На этом и закончились переговоры с чекистом. Мартын остался без гражданства. Многие после собеседования в ОГПУ получали похожий ответ и прямо из советского консульства отправлялись в китайскую Управу, где принимали гражданство страны проживания. Мартын счел для себя унизительным становиться китайцем. Он ждал увольнения, но репрессивный механизм страны Советов еще не был отлажен и дал сбой. Механические мастерские станции Харбин продолжал возглавлять человек без гражданства Фокин Мартын Иванович.
Отец и сын
А у Мартына пропал интерес к работе. Отказ в получении гражданства как будто оборвал важную струну в его жизненном настрое. Он шёл на работу, а ноги не желали идти. Он подходил к воротам мастерских, а в груди свербело, давило, требовало остановиться и повернуть назад. Мартын ожидал последствий от разговора с гепеушником, но пока была тишина.
Все чаще руководители различных служб стали после работы собираться в буфете управления КВжд. Двери запирались, на стол выставлялся коньяк, выкладывалась немудреная закуска и начиналось обсуждение происходящего. Все сходились во мнении, что дорога разваливается. Причину находили в том, что ключевые посты заняли неграмотные, зато, как они про себя говорили, политически подкованные кадры. Это моментально сказалось на экономических показателях: прибыль от эксплуатации дороги упала в пять раз.
Обсуждали царскую администрацию, управлявшую дорогой вплоть до 1924 года. «Да, – говорили про них – воровали. И помногу, сволочи, воровали. Но ведь и нам на очень хорошую зарплату оставляли. А теперь не воруют. И что? Где зарплата?»
Вскоре Мартыну эти однообразно проходящие собрания надоели, и он перестал задерживаться, иногда уходил с работы раньше положенного и стал чаще бывать дома.
До сих пор он воспринимал дом как нечто неотделимое от него и само собой разумеющееся. Но оказалось, что этого можно лишиться, если не примкнуть к какой-либо власти. И Мартын как бы прозрел: он увидел себя стоящим на краю бездны, и жилье, которое прочно держало его, не давая сделать шаг в никуда. Он шел домой, смотрел по сторонам и пытался приучить себя к мысли, что Харбин стал его городом навсегда.
Линейный поселок состоял из восьми кирпичных одноэтажных двухквартирных домов, расположенных вдоль железнодорожных путей. Начиналась улица от Московских казарм и упиралась в паровозное депо. Принадлежали они трем домовладельцам, которые сдавали их в аренду администрации КВжд, а та, в свою очередь, бесплатно выделяла эти дома своим служащим для проживания.

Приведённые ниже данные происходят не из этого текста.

Issue #6905, opened 2025-01-29
[Improvement] [pyhive] HTTP connections always connect to the 'default' database


developster:
### Code of Conduct

- [x] I agree to follow this project's [Code of Conduct](https://www.apache.org/foundation/policies/conduct)

### Search before asking

- [x] I have searched in the [issues](https://github.com/apache/kyuubi/issues?q=is%3Aissue) and found no similar issues.

### What would you like to be improved?

HiveHTTPDialect is ignoring the database name from the url and thus the 'default' database is used even if another database was specified. Updated the HTTP dialect to use the database specified in the url.

### Are you willing to submit PR?

- [x] Yes. I would be willing to submit a PR with guidance from the Kyuubi community to improve.
- [ ] No. I cannot submit a PR at this time.

PR #6906, opened 2025-01-29
[KYUUBI #6905] PyHive HTTP/HTTPS dialect to use the database name from url

developster:
HTTP dialect ignores the database specified in the URL and uses the "default" instead.

Tested manually.

No.

### DIFF
--- a/python/pyhive/sqlalchemy_hive.py
+++ b/python/pyhive/sqlalchemy_hive.py
@@ -421,6 +421,7 @@ class HiveHTTPDialect(HiveDialect):
             "scheme": self.scheme,
             "username": url.username or None,
             "password": url.password or None,
+            'database': url.database or 'default',
         }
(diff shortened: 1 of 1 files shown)


python/pyhive/sqlalchemy_hive.py
```diff
@@ -421,6 +421,7 @@ def create_connect_args(self, url):
             "scheme": self.scheme,
             "username": url.username or None,
             "password": url.password or None,
+            'database': url.database or 'default',
```
pan3793, line 424:
```suggestion
            "database": url.database or "default",
```

pan3793 (approved):

cxzl25 (approved):

yaooqinn (approved):

pan3793:
Thanks, merged to master

PR #6945, opened 2025-03-01
[KYUUBI #6941] Test Add new Column for paimon

davidyuan1223:

Cuurently, ranger check test case missing check paimon add new column command, add it.
#6941 

Test Add New Column for paimin with ranger

No


davidyuan1223:
@yaooqinn @pan3793 TBR

Issue #7659, opened 2026-08-25
[BUG] Code coverage reports are MIA: the test argLine override drops the JaCoCo agent


acruise:
## Describe the bug

`-Pcodecov` doesn't seem to produce any coverage for any module, and hasn't since 1.8.0. The build stays green, so nothing signals the failure — the report is simply empty.

Both `maven-surefire-plugin` and `scalatest-maven-plugin` default their `argLine` to the `${argLine}` property, resolved when the mojo runs — late enough to pick up what `jacoco:prepare-agent` publishes there. KYUUBI #4849 gave both plugins an explicit `<argLine>${extraJavaTestArgs}</argLine>` to open JDK modules. Plugin configuration is interpolated during model building, before the agent mojo runs, so the override wins, the agent option is dropped, and the forked test JVM runs uninstrumented:

```
[INFO] --- jacoco:0.8.11:prepare-agent (pre-test) @ kyuubi-util-scala_2.12 ---
[INFO] argLine set to -javaagent:.../org.jacoco.agent-0.8.11-runtime.jar=destfile=.../jacoco.exec
[INFO] --- jacoco:0.8.11:report (report) @ kyuubi-util-scala_2.12 ---
[INFO] Skipping JaCoCo execution due to missing execution data file.
```

To reproduce: `build/mvn test -Pcodecov -pl kyuubi-util-scala` — BUILD SUCCESS, 21 tests pass, no `target/jacoco.exec`, no report.

This is a repeat of KYUUBI #756 ("Recover CODECOV", 2021), which fixed the same thing by deleting an `argLine` element.

## Affects Version(s)

1.8.0 and later, including master. `v1.7.4` is the last release without the override: branch-0.2 through branch-1.7 have zero `<argLine>` elements in `pom.xml`; branch-1.8 through branch-1.12 and master have two.

## Additional context

Fixable in three lines by moving the JDK options into the `argLine` property itself and dropping both plugin overrides, so the defaults apply again — `prepare-agent` prepends the agent to the property's existing value, so `--add-opens` survives. Surefire's `@{argLine}` late replacement is not sufficient on its own, since `scalatest-maven-plugin` has no equivalent and that is where most of Kyuubi's tests run. PR to follow.

### Code of Conduct

- [x] I agree to follow this project's [Code of Conduct](https://www.apache.org/foundation/policies/conduct)

### Search before asking

[...]

PR #7661, opened 2026-08-25
[KYUUBI #7659][INFRA] Restore code coverage 

acruise:
...by not overriding the test argLine!

Code coverage has reported nothing since 1.8.0. Both maven-surefire-plugin and scalatest-maven-plugin default their `argLine` to the `${argLine}` property, which is resolved when the mojo runs -- late enough to see the value `jacoco:prepare-agent` publishes there. KYUUBI #4849 gave both plugins an explicit `<argLine>${extraJavaTestArgs}</argLine>` to open JDK modules, and plugin configuration is interpolated during model building, long before the agent mojo runs. The agent option is therefore dropped and the forked test JVM runs uninstrumented:

    [INFO] --- jacoco:0.8.11:prepare-agent (pre-test) @ kyuubi-util-scala_2.12 ---
    [INFO] argLine set to -javaagent:.../org.jacoco.agent-0.8.11-runtime.jar=...
    [INFO] --- jacoco:0.8.11:report (report) @ kyuubi-util-scala_2.12 ---
    [INFO] Skipping JaCoCo execution due to missing execution data file.

The build stays green and every module reports zero. KYUUBI #756 ("Recover CODECOV") fixed the same thing in 2021 by deleting an `argLine` element.

Move the JDK options into the `argLine` property itself and drop both overrides, so the plugin defaults apply again. `prepare-agent` prepends the agent to the property's existing value rather than replacing it, so `--add-opens` survives:

    argLine set to -javaagent:...=destfile=... -XX:+IgnoreUnrecognizedVMOptions ...

Surefire's `@{argLine}` late replacement is not enough on its own here, since scalatest-maven-plugin has no equivalent and that is where most of Kyuubi's tests run.

Verified locally:

  - `test -Pcodecov -pl kyuubi-util-scala` (scalatest) analyzes 8 classes and writes target/jacoco.exec, where before it skipped for missing data.
  - `test -Pcodecov -pl kyuubi-rest-client` (surefire) analyzes 63 classes.
  - `test -pl kyuubi-util-scala` without the profile is green, argLine unchanged.

Yes, Claude Opus 5

### DIFF
--- a/externals/kyuubi-data-agent-engine/pom.xml
+++ b/externals/kyuubi-data-agent-engine/pom.xml
@@ -187,7 +187,6 @@
                 <artifactId>maven-surefire-plugin</artifactId>
                 <configuration>
                     <skipTests>${skipTests}</skipTests>
-                    <argLine>${extraJavaTestArgs}</argLine>
                 </configuration>
             </plugin>
             <plugin>
--- a/pom.xml
+++ b/pom.xml
@@ -289,6 +289,10 @@
         <distMgmtSnapshotsName>Apache Development Snapshot Repository</distMgmtSnapshotsName>
         <distMgmtSnapshotsUrl>https://repository.apache.org/content/repositories/snapshots</distMgmtSnapshotsUrl>
 
+        <!-- Both test plugins default their argLine to ${argLine}; jacoco:prepare-agent
+             prepends the agent to it under -Pcodecov. Overriding argLine in plugin config
+             instead breaks that, since plugin config is interpolated before the agent runs. -->
+        <argLine>${extraJavaTestArgs}</argLine>
         <extraJavaTestArgs>-XX:+IgnoreUnrecognizedVMOptions
             --add-opens=java.base/java.lang=ALL-UNNAMED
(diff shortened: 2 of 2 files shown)


wangzhigang1999:
Thanks for fixing this. I found one remaining `argLine` override in `externals/kyuubi-data-agent-engine/pom.xml`:

```xml
<argLine>${extraJavaTestArgs}</argLine>
```

It has the same effect on the Data Agent JUnit tests. With the current patch, `TableRefTest` runs 17 tests successfully, but JaCoCo reports zero covered lines for the module. After removing this line, the same tests pass and JaCoCo records 21 covered lines for `TableRef`.

Could you remove this override as part of this PR?

pan3793 (approved):

pan3793:
**Merge Summary:**
- merged into master https://github.com/apache/kyuubi/commit/a162cde27e43cb19f1df30ed596db743682218e1
- merged into branch-1.12 https://github.com/apache/kyuubi/commit/e959286bfefc70a8dbbceb409cb2225e308a2793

Во второй квартире дома №41 еще в 1919 году поселилась молодая семья пограничника Фокина Мартына Ивановича. Квартира была трехкомнатная: спальня родителей, комната для сына, гостиная и большая кухня.

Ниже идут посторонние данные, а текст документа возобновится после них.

Issue #7662, opened 2026-08-26
[FEATURE] Extend virtual thread support to I/O-bound Kyuubi Server executors


wangzhigang1999:
### Code of Conduct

Столярничать в таежном краю сам Бог велел, поэтому вся мебель в доме была местного производства, но при этом только высокого качества, от признанных мастеров.
В кухне красовалась массивная русская печь, в которой жарили, варили, томили и поддерживали теплой пищу. Готовили в чугунной и глиняной посуде, а стол сервировали китайским фарфором и фаянсом. Изумительная по красоте посуда была в Харбине делом обычным и стоила не так уж дорого.
Позади дома была железная дорога, а перед ним располагался палисадник. Декоративные кустарники, цветники – все это ухожено, прибрано. Занимались растениями два китайца-садовника, нанятые всей улицей вскладчину. Вдоль улицы тянулось ограждение из низкорослой туи. Калитки тоже были у всех одинаковы по форме, только покрашены в разные цвета. Чувствовалось, что народ любил свои жилье и улицу.